Vacuolar ATPase in Physiology and Pathology: Roles in Neurobiology, Infectious Disease, and Cancer

Vacuolar ATPase (V-ATPase) is an ATP-dependent proton pump present in all eukaryotic cells. V-ATPase is a critical regulator of intracellular pH across the endomembrane system and is essential for fundamental cellular functions including endocytosis and exocytosis, protein modification and maturation and loading of secretory vesicles. Here we describe the structure, regulation, and function of V-ATPase in pH regulation and the roles of V-ATPase in neurobiology, infectious disease, and cancer.
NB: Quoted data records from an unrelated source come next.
PR #4299, opened 2019-08-03
Fix chrome getLogs and getLogTypes

### LINKED ISSUE #4297: How to get browser logs in Chromedriver version 76 ?
How do we get browser console logs in chromedriver v76. Since getLogs does not exist anymore as mentioned over [here ](https://github.com/webdriverio/webdriverio/issues/4275). Is there workaround to get browser console logs?

Thanks in advance!!

mgrybyk:
## Proposed changes

Since chromedriver 75 get log commands were deprecated in w3c mode.
Since chromedriver 76 get log commands were added again, see https://bugs.chromium.org/p/chromedriver/issues/detail?id=2947

Fix chrome `getLogs` and `getLogTypes` by adding these commands to chromium protocol.

fixes #4297

## Types of changes

## Checklist

### DIFF
--- a/packages/webdriver/protocol/chromium.json
+++ b/packages/webdriver/protocol/chromium.json
@@ -424,7 +424,7 @@
       "returns": {
         "type": "String[]",
         "name": "logTypes",
-        "description": "The list of available log types."
+        "description": "The list of available log types, example: browser, driver."
       }
     }
   },
--- a/packages/webdriver/protocol/chromium.json
+++ b/packages/webdriver/protocol/chromium.json
@@ -414,5 +414,36 @@
         "description": "The base64-encoded PNG image data comprising the screenshot of the visible region of an element’s bounding rectangle after it has been scrolled into view."
       }
     }
+  },
+  "/session/:sessionId/se/log/types": {
+    "GET": {
+      "command": "getLogTypes",
+      "description": "Get available log types.",
+      "ref": "https://github.com/SeleniumHQ/selenium/wiki/JsonWireProtocol#sessionsessionidlogtypes",
+      "parameters": [],
+      "returns": {
+        "type": "String[]",
+        "name": "logTypes",
+        "description": "The list of available log types."
+      }
+    }
+  },
+  "/session/:sessionId/se/log": {
+    "POST": {
+      "command": "getLogs",
+      "description": "Get the log for a given log type. Log buffer is reset after each request.",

V-ATPase is composed of two domains: a membrane-peripheral domain, V1, and a membrane-integral domain, Vo. When extracellular glucose concentrations drop the V1Vo complex disassembles to inhibit V-ATPase activity and prevent energy depletion; this ability allows yeast cells to quickly respond to alterations in energy state. Next, we present a body of growing new evidence that highlights the importance of V-ATPase in human health and disease. We discuss mechanisms by which V-ATPase participates in neurotransmission, neurodegeneration, and stroke-associated neuronal cell death. Then, we focus on the involvement of pH and V-ATPase in the pathogenesis of viruses, bacteria, and fungi and the processes necessary to ensure pathogen replication. In the last section, we capitalize upon a repertoire of studies in recent years that indicate that V-ATPase is a critical player in adaptation to cellular stress and that V-ATPase activity directly and indirectly contributes to many of the hallmarks of cancer.